Żona Emila - Ria. Prezenterka wiadomości.
http://img18.imageshack.us/img18/1303/screenshot266b.jpg

Jedna z 2 córek Flingów mieszkająca nadal pod ich dachem - Carmen.
http://img812.imageshack.us/img812/1184/screenshot267x.jpg

I druga, blond piękność - Yasmin.
http://img820.imageshack.us/img820/8964/screenshot269e.jpg
http://img717.imageshack.us/img717/1795/screenshot270p.jpg

Ukochany Yasmin - Jean, niestety ma żonę więc muszą spotykać się potajemnie :( małżeństwo Jeana jest przyczyna kłótni między kochankami ;p
http://img163.imageshack.us/img163/5161/screenshot278c.jpg
http://img38.imageshack.us/img38/585/screenshot275p.jpg

Ria uwielbia spędzać czas z córkami:
http://img411.imageshack.us/img411/8671/screenshot316.jpg
http://img832.imageshack.us/img832/1368/screenshot317b.jpg

Yasmin w drodze do pracy spotkała swoją rywalkę, która najwidoczniej dowiedziała się o romansie męża...
http://img856.imageshack.us/img856/7503/screenshot355z.jpg
- o proszę, kogo my tu mamy! Złodziejka cudzych mężów!
- a więc już wiesz... Jean chc być ze mną! z Tobą nic go nie łączy.
- taaaaaaaak?! mylisz się, głupiutka dziewczynko! łączą nas interesy a ja nie dam się wydoić z mojej kasy!

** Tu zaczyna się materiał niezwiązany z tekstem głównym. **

PR #1526, opened 2021-12-21
Add documentation for attributes of primitive plots

ffreyer:
This is based on the attributes each plot function generates with GLMakie active. I skipped:

In general:
- transformations
- diffuse, specular, shininess, shading, ssao for plots that aren't 3D
- linewidth for all but lines/linesegments (Why does every plot have this?)

scatter:
- transform_marker
- uv_offset_with

heatmap:
- levels

text:
- lineheight
- offset

mesh:
- interpolate
- cycle


MakieCore/src/basic_plots.jl
```diff
@@ -24,7 +24,7 @@ Plots an image on range `x, y` (defaults to dimensions).
         colormap = [:black, :white],
         colorrange = automatic,
         interpolate = true,
-        fxaa = false,
+        fxaa = true,
```
SimonDanisch, line 27: hm, I think that was on purpose false, because fxaa messes with the image sampling

SimonDanisch:
Really nice, thank you :)

docs/examples/plotting_functions/mesh.md
```diff
@@ -2,6 +2,33 @@
 
 {{doc mesh}}
 
+## Attributes
+
+### Generic
+
+- `visible::Bool = true` sets whether the plot will be rendered or not.
```
SimonDanisch, line 9: I think ideally, we could put these in doc strings in code somewhere, so it's easier to keep it synchronized with the code

MakieCore/src/basic_plots.jl
ffreyer: Guess that makes sense, I'll undo this

docs/examples/plotting_functions/mesh.md
ffreyer: I think so too, but I'd say we should put in a bit more effort than just a raw docstring. Lots of recipes inherit attributes and it would make sense if they inherit docstrings as well. (It would also be nice to have some filtering, e.g. filtering attributes applicable to `lines` to more easily pass attributes. But that's kinda beside the point.)

I didn't want to bother with this here though. I just wanted to make a quick pr documenting things since I keep seeing people ask about it.

SimonDanisch: Fair enough, lets leave it like that then ;)

SimonDanisch (approved):

PR #1540, opened 2022-01-04
Some more clean ups

SimonDanisch:
- [x] fix docs
- [x] use Mesh instead of Poly for Axis background (more efficient)
- [x] fix transparency


ffreyer:
> fix transparency

For a bit of context the selection rectangle was invisible in an `Axis` with GLMakie. The reason for that is render order. The selection rectangle is rendered with `transparency = true`, i.e. with OIT, which runs before `fxaa = false` plots. The background of an axis used `poly!` which by default has `fxaa = false`. (Should it?) Now that the background uses `mesh!` it defaults to `fxaa = true` and the selection rectangle is visible.

But this raises a question about render order for OIT. In short OIT accumulating a depth and alpha weighted color average (to the HDR color buffer) and then normalizing and adding it to an opaque background. If you split up the color accumulation part, e.g. by accumulating `fxaa = true` colors, normalizing, adding to the opaque color, running fxaa and then continuing with `fxaa = false` colors you will not get the desired mixing between `fxaa = true` and `fxaa = false` colors. As far as OIT is concerned `fxaa = true` colors are part of the background, opaque and at the backgrounds depth. So splitting OIT won't work.

I also doubt that running fxaa directly on the accumulation buffer would work. Though I never took the time to understand the fxaa shader so maybe I'm wrong. If it does we would probably need another HDR color buffer.

Another possibility would be to let OIT run after all opaque passes, without fxaa. I didn't check how much of a difference that makes, I just assumed you'd generally want fxaa. As long as everything OIT is moved as one block this shouldn't cause any issues.

Personally I think we should keep the render order as it is and just stear away from mixing OIT with `fxaa = false`.

SimonDanisch:
Fxaa is now getting masked, instead of having its own render pass: https://github.com/JuliaPlots/Makie.jl/pull/1544
This solves the order problem as well...

PR #2649, opened 2025-06-18
feat: add fallible conversion from OpHaltReason to HaltReason

Wodann:
Adds a fallible conversion from an OP halt reason to an L1 halt reason.

We need this to convert an OP halt reason back to the `InstructionResult`.

Since `OpHaltReason::FailedDeposit` does not originate from an `InstructionResult`, we cannot map this to an `InstructionResult`. Instead I opted to add a fallible conversion for the halt reason types.


rakita (approved):
lgtm

PR #2654, opened 2025-06-20
fix: implement `PartialEq` for `JumpTable` correctly

klkvr:
Implements `PartialEq` and `Hash` manually for `JumpTable` to make sure we're not ending up comparing pointers

Also made `table` field private to ensure that pointer is always valid


rakita (approved):
lgtm

PR #2661, opened 2025-06-23
feat: optional_eip3541

bernard-wagner:


rakita (approved):
At some point, I will rework the configuration per EIP, but now, this lgtm!

PR #2662, opened 2025-06-24
feat: implement `Transaction` for `Either`

klkvr:


mattsse (approved):

crates/context/interface/src/transaction/either.rs
```diff
@@ -0,0 +1,127 @@
+use super::Transaction;
+use either::Either;
+use primitives::{Address, Bytes, TxKind, B256, U256};
+
+impl<L, R> Transaction for Either<L, R>
```
rakita, line 5: What is a use case for Transaction Either?

rakita (approved):
lgtm

crates/context/interface/src/transaction/either.rs
klkvr: e.g if you're building an OP rollup with a custom transaction type you'd want to do `Either<OpTxEnv, MyTx>`

PR #2663, opened 2025-06-24
docs: fix copy-pasted inner doc comments

quentin:
Hi, the inner doc comment for a few `lib.rs` were probably copy-pasted from https://github.com/bluealloy/revm/blob/435153d1b3e708bf48100fd2bf73a07aa02e1f94/crates/op-revm/src/lib.rs#L1

I quickly inferred better descriptions, better suggestions welcomed.


rakita (approved):
Cool, thanks!

Issue #2667, opened 2025-06-26
blake2b avx2 impl


rakita:
Have looked around and found avx2 code impl that we can reuse: https://github.com/oconnor663/blake2_simd/blob/82b3e2aee4d2384aabbeb146058301ff0dbd453f/blake2b/src/avx2.rs#L146-L424

And it should replace this fn https://github.com/bluealloy/revm/blob/803261837a134d0ca6cf5d376830c781c827a030/crates/precompile/src/blake2.rs#L104

There are few modification that needs to be done. Eth precompile has N round so we need to check if round counter has expired or not more often. Inputs that I can deduce are`block` is `m`, `words` is `h`,  `count` is `t`.`last_block` looks like a mask for `f` but not sure what `last_node` is.

This algorithm aligns with what Nethermind has https://github.com/NethermindEth/nethermind/blob/cc953a1e1375d1d8133b92655211597336709412/src/Nethermind/Nethermind.Crypto/Blake2/Blake2Avx2.cs#L48-L697

rakita:
Done

PR #2670, opened 2025-06-26
feat: blake2 avx2

rakita:
Have run few simple tests and it seems that it works.
Tested with: `cross test --target i686-unknown-linux-gnu --package revm-precompile --lib -- blake2::tests::perfblake2 --exact --show-output`

Need to test performance on linux/win machine with avx2 enabled.

Code is adapted from: https://github.com/oconnor663/blake2_simd/blob/82b3e2aee4d2384aabbeb146058301ff0dbd453f/blake2b/src/avx2.rs

It allows us around 1.8x faster execution. needs to be compiled with `RUSTFLAGS='-C target-feature=+avx2' cargo ` to be enabled and in runtime check is done if avx2 is present (if it is not present defaul to previous implementation).

closing: #2667

### DIFF
--- a/crates/precompile/src/blake2.rs
+++ b/crates/precompile/src/blake2.rs
@@ -132,8 +132,7 @@ pub mod algo {
         {
             // only if it is compiled with avx2 flag and it is std, we can use avx2.
             if std::is_x86_feature_detected!("avx2") {
-                println!("avx2 is run");
-                // avx2 gives 40% performance boost over portable implementation
+                // avx2 is 1.8x more performant than portable implementation.
                 unsafe {
                     super::avx2::compress_block(
                         rounds,
@@ -147,7 +146,7 @@ pub mod algo {
                 return;
             }
         }
-        println!("avx2 is not available");
+
         // if avx2 is not available, use the fallback portable implementation
 
         // Read m values
@@ -203,7 +202,7 @@ macro_rules! _MM_SHUFFLE {
 }
 
 /// Code adapted from https://github.com/oconnor663/blake2_simd/blob/82b3e2aee4d2384aabbeb146058301ff0dbd453f/blake2b/src/avx2.rs
-#[cfg(any(target_arch = "x86", target_arch = "x86_64"))]
+#[cfg(all(target_feature = "avx2", feature = "std"))]
 mod avx2 {
     #[cfg(target_arch = "x86")]
     use core::arch::x86::*;


crates/precompile/src/blake2.rs
```diff
@@ -29,20 +30,30 @@ pub fn run(input: &[u8], gas_limit: u64) -> PrecompileResult {
...
-        m[i] = u64::from_le_bytes(input[pos..pos + 8].try_into().unwrap());
-    }
-    let t = [
-        u64::from_le_bytes(input[196..196 + 8].try_into().unwrap()),
-        u64::from_le_bytes(input[204..204 + 8].try_into().unwrap()),
-    ];
+    let t;
+    // Optimized parsing using ptr::read_unaligned for potentially better performance
+
+    let m: [u8; 16 * size_of::<u64>()];
```
DaniPopes:
```suggestion
    let m: &[u8; 16 * size_of::<u64>()];
```

crates/precompile/src/blake2.rs
```diff
@@ -113,21 +162,540 @@ pub mod algo {
...
+
+// Adapted from https://github.com/rust-lang-nursery/stdsimd/pull/479.
+macro_rules! _MM_SHUFFLE {
+    ($z:expr, $y:expr, $x:expr, $w:expr) => {
+        ($z << 6) | ($y << 4) | ($x << 2) | $w
+    };
+}
+
+/// Code adapted from https://github.com/oconnor663/blake2_simd/blob/82b3e2aee4d2384aabbeb146058301ff0dbd453f/blake2b/src/avx2.rs
+#[cfg(target_feature = "avx2")]
```
DaniPopes: you can use std::is_x86_feature_detected for runtime detection instead of only compile time, see e.g https://github.com/DaniPopes/const-hex/blob/3c08e80a20e72cf6133c59a2007224d5f22d9b3e/src/arch/x86.rs#L15

rakita: Didn't know about it, but i dont see a usage of runtime check for this. If binary is compiled with avx2 we should use faster version, right?

DaniPopes: the macro resolves true at compile time if -Ctarget-cpu / -Ctarget-feature is passed, otherwise it resolves at run time

you want to change `#[cfg(target_feature = "avx2")]` to `#[target_feature(enable = "avx2")]` and do something like:
```rust
#[cfg(any(target_arch = "x86", target_arch = "x86_64"))]
{
#[cfg(feature = "std")
let enabled = std::is_x86_feature_detected!("avx2");
#[cfg(not(feature = "std")]
let enabled = cfg!(target_feature = "avx2");
if enabled { avx2::compress_block(...) }
}
```

rakita: This is cool! Including it will mean we don't need any additional input on compilation, and the switch is done internally at runtime.

rakita: Tried to build it without `-Ctarget-feature` would make avx2 compile and run, but it is slow. avx code needs to be included with `-Ctarget-feature` flag, and skipped if `is_x86_feature_detected` is false.

DaniPopes: you're missing `#[target_feature(enable = "avx2")]` on the function. if you do both cfg() and is_detected then the is_detected has no impact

na dziś tyle ;) piszcie czy się podoba i sorry za to, że już nie będę kontynuować poprzedniej historii. Pozdrawiam ;))

inseparable
22.08.2012, 13:06
trochę krótko i od razu przeszłaś do tego związku Yasmin...

ale tak generalnie to bardzo ładni wszyscy są! zwłaszcza Yasmin, ale mogłaby sobie odpuścić tego Jeana w takiej sytuacji :D

leetnia
22.08.2012, 13:18
Wiem, ale na początku gry skupiałam się głownie własnie na Yasmin i jej związku z Jeanem:P Chciałam znaleźć jej kogoś innego ale Jean strasznie mi się spodobał i uznałam że w sumie ładna z nich parka będzie :P

następne odcinki będą już bardziej rozwinięte :)

Charionette
22.08.2012, 13:19
Mrrr Emil jest przystojny <3
Bardzo krótki odcinek, ale podoba mi się. Będę zaglądać.

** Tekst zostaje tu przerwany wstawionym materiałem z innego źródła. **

PR #2673, opened 2025-06-28
feat: implement Database traits for either::Either

mattsse:
Adds Database, DatabaseCommit, and DatabaseRef trait implementations for the either::Either type.

This allows using `Either<L, R>` as a database where:
- For `Database` and `DatabaseRef`: Both L and R must implement the respective trait with the same error type
- For `DatabaseCommit`: Both L and R must implement the trait

The implementation delegates all calls to either the left or right variant based on the enum value.


rakita (approved):
lgtm

Issue #2597, opened 2025-06-09
origin opcode casts Address to U256 on every iteration


rakita:
Cache Address to U256, it speeds up the ORIGIN opcode

gitToki:
Hi @rakita, could I take this ?

DaniPopes:
Not worth it. https://github.com/bluealloy/revm/pull/2674#issuecomment-3107756558

PR #2674, opened 2025-06-29
feat(interpreter): cache address to U256 conversion for ORIGIN

gitToki:
closes [#2597](https://github.com/bluealloy/revm/issues/2597)

### DIFF
--- a/crates/interpreter/src/host.rs
+++ b/crates/interpreter/src/host.rs
@@ -40,6 +40,8 @@ pub trait Host {
     fn effective_gas_price(&self) -> U256;
     /// Transaction caller, calls `ContextTr::tx().caller()`
     fn caller(&self) -> Address;
+    /// Transaction caller as U256, with caching optimization
+    fn caller_u256(&self) -> U256;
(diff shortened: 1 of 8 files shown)


gitToki:
2 failed test, but seems like it's unrelated to the changes

crates/interpreter/src/host.rs
```diff
@@ -40,6 +40,8 @@ pub trait Host {
     fn effective_gas_price(&self) -> U256;
     /// Transaction caller, calls `ContextTr::tx().caller()`
     fn caller(&self) -> Address;
+    /// Transaction caller as U256, with caching optimization
+    fn caller_u256(&self) -> U256;
```
rakita, line 44: This is not a best abstracton, let us expand LocalContext with a `caller_u256() -> Option<U256>`, so we can check if it is set or not.

DaniPopes:
This is not worth the effort. The only conversion being done is bswap for a couple of registers (bswap/movbe instructions on x86), which has no or negligible impact.

PR #2675, opened 2025-06-29
chore(DONOTMERGE): Example of allowing downstream users to override certain precompile methods using extern C

kevaundray:


kevaundray:
With something like this, we would also remove `kzg-rs` and its implementation details would be done downstream

jsign:
This will be awesome :)

kevaundray:
Also experimented with using the CryptoProvider abstraction that is in an open PR in alloy. This rough commit shows that it could look like: https://github.com/kevaundray/revm/commit/ff038cc18c174a8f2344d4ec2be7b41762b195f4

idea being that we could just remove zkVM related code and just have that trait. The trait can be installed by doing something like:

```rust
  /// let evm = Context::mainnet()
    ///     .with_crypto_provider(Box::new(CustomCryptoProvider))?
    ///     .build_mainnet();
 ```

kevaundray:
Superceded by #2786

Szkoda, że nie masz już rodziny Marcos. Byłam ciekawa czy będzie wojna o to, że Alano chciał wypełnić ten testament, mieć dziecko i żonę i że nie poślubił jej z miłości. Ech, szkooda ;P

leetnia
22.08.2012, 18:06
Miałam doda kolejny odcinek dopiero jutro... ale co mi tam! Jak szaleć to szaleć, smaż matka całe jajko, jak mowi moja kuzynka ;D

Po incydencie z żoną Jean'a Yasmin podjęła ostateczną decyzję - musi zakończyć ten związek.

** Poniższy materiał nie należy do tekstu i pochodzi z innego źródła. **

PR #2678, opened 2025-06-30
docs: document external state transitions for EIP-4788 and EIP-2935

### LINKED ISSUE #1382: Document external state transitions for EIPs
Some EIPs require state transitions outside of revm to function properly. Currently these are:

- [EIP-4788](https://eips.ethereum.org/EIPS/eip-4788)
- [EIP-2935](https://eips.ethereum.org/EIPS/eip-2935)

This should probably be documented in the book, as well as somewhat documented in the rustdoc itself (i.e. by referring to the book) so it's clear.

Examples for implementations of both EIPs in Reth:

- [EIP-4788](https://github.com/paradigmxyz/reth/pull/4457)
- [EIP-2935](https://github.com/paradigmxyz/reth/pull/7818)

VolodymyrBg:
Add documentation for external state transitions required by EIP-4788 and EIP-2935.
- Introduce a new section in the book explaining how these EIPs require client-side state updates outside of the EVM, with references to the relevant EIPs and example implementations in Reth.
- Update the book summary to include the new section.
- Add a module-level rustdoc comment to system_call.rs clarifying that REVM provides the system call mechanism, but the actual state transitions must be performed by the client, not by the EVM itself.
This improves clarity for users and developers regarding the responsibilities for supporting these EIPs.

Fixes #1382

### DIFF
--- a/book/src/external_state_transitions.md
+++ b/book/src/external_state_transitions.md
@@ -1,17 +1,17 @@
 # External State Transitions (EIP-4788 & EIP-2935)
 
-Some Ethereum Improvement Proposals (EIPs) require state transitions that occur outside of the EVM execution engine, and thus outside of REVM itself. Notably, these are:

-Jean, musimy porozmawiać, ja mam już tego dość! Nie mogę już dłużej tego ciągnąć, bycie tą trzecią mnie wykańcza. Twoja żona wie o nas... Chyba musimy zerwać.
http://img809.imageshack.us/img809/4479/screenshot331v.jpg

--Kochanie, rozmawiałem z nią, tak widziała nas w Twoim ogrodzie. Wściekła się, ale teraz przynajmniej mam pewność, że nic mnie z nią nie łączy od wielu lat - kazała mi się pakować a wszystkie oszczędności, dom, samochód mam zostawić jej. A najlepsze jest to, że zaraz po tym zadzwoniła do kogoś, z rozmowy wynikło, że baaardzo ucieszył ją taki obrót spraw, aż tak bardzo, że gdy się wyprowadzałem to na schodach spotkałem 'przyjaciela' mojej żony - z walizką którą zaczął od razu rozpakowywać...
-Och, Jean, czy to znaczy...?
-Tak! Kocham Cię! Zostawmy to wszystko, zamieszkajmy w domu po moich rodzicach - odnowimy go i zaczniemy wszystko od nowa!
http://img31.imageshack.us/img31/1020/screenshot333u.jpg
http://img407.imageshack.us/img407/6896/screenshot332j.jpg
-Kocham Cię, Jean..
-Ja Ciebie bardziej! :)

Yasmin od razu poleciała pochwalić się wszystkim matce:
-Skarbie, tak się cieszę! Szkoda tylko, że się wyprowadzacie tak daleko...
-Daj spokój, damy radę. Urządzasz jutro te przyjęcie?
-Tak, jasne, przyjdzcie z Jeanem.
-Ok, lecę mamuś, papa!
http://img221.imageshack.us/img221/9567/screenshot356r.jpg

Następnego dnia, Yasmin przyszła na przyjęcie wcześniej, od razu zaczęła opowiadać siostrze o swoim szczęściu.
-on jest taki słodki, taki idealny! a domek jego rodzców, Carmen, jest taki przytulny, ale chyba musimy go trochę wyremontować! Carmen nie masz pojecia, jaka jestem szczęśliwa! Carmen...
-przestań! Ciągle opowiadasz o tym Twoim Jeanie, a nie przyszło Ci do głowy, że jak zdradził raz, to moze i drugi?
-O co Ci chodzi, nie cieszysz sie moim szczęsciem?Ty nic nie rozumiesz!
http://img802.imageshack.us/img802/610/screenshot361w.jpg
Kilka minut póżniej Carmen obrażona na cały świat siedziała u siebie w pokoju, nikt nie rozumiał, że ona tylko martwi się o swoją siostrę.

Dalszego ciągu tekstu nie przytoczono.